← Back to context

Comment by steveklabnik

3 days ago

> How does this work under the hood? Does Ruby keep a giant map of all strings in the application to check new strings against to see if it can dedupe?

1. Strings have a flag (FL_FREEZE) that are set when the string is frozen. This is checked whenever a string would be mutated, to prevent it.

2. There is an interned string table for frozen strings.

> Does it keep a reference count to each unique string that requires a set lookup to update on each string instance’s deallocation?

This I am less sure about, I poked around in the implementation for a bit, but I am not sure of this answer. It appears to me that it just deletes it, but that cannot be right, I suspect I'm missing something, I only dig around in Ruby internals once or twice a year :)

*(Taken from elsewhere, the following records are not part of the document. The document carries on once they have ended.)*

PR #605, opened 2021-09-17
fix: plugins loaded with cond not marked as loaded

shadmansaleh:
Currently plugins loaded with `cond` shows as not loaded in `PackerStatus`. This fixes that issue by marking them loaded.

TBH I'm not sure why it's directly loading with `:packadd` instead of calling loader from packer/load .

@wbthomason Is there a reason why it's like that ? Using single loader sounds like a better idea and that'll also solve this issue .

### DIFF
--- a/lua/packer/compile.lua
+++ b/lua/packer/compile.lua
@@ -526,7 +526,8 @@ local function make_loaders(_, plugins, output_lua, should_profile)
   for condition, names in pairs(condition_ids) do
     local conditional_loads = {}
     for _, name in ipairs(names) do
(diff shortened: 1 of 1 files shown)


akinsho:
@shadmansaleh pretty sure this wasn't really intentional i.e. the naked packadd, I had a draft PR open for it in https://github.com/wbthomason/packer.nvim/pull/390 which I think we both forgot about

shadmansaleh:
> pretty sure this wasn't really intentional i.e. the naked packadd

I thought so too.

> I had a draft PR open for it in #390 

Great . Looks like a better solution . I also noticed that after plugins weren't loaded .

closing in favor of #390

There's no need for ref counting, since Ruby has a mark & sweep GC.

The interned string table uses weak references. Any string added to the interned string tables has the `FL_FSTR` flag set to it, and when a string a freed, if it has that flag the GC knowns to remove it from the interned string table.

The keyword to know to search for this in the VM is `fstring`, that's what interned strings are called internally:

- https://github.com/ruby/ruby/blob/b146eae3b5e9154d3fb692e8fe...

- https://github.com/ruby/ruby/blob/b146eae3b5e9154d3fb692e8fe...

  • Ah, the value of FL_FSTR was what I was missing, I had followed this code into rb_gc_free_fstring without realizing what FL_FSTR meant. Thank you!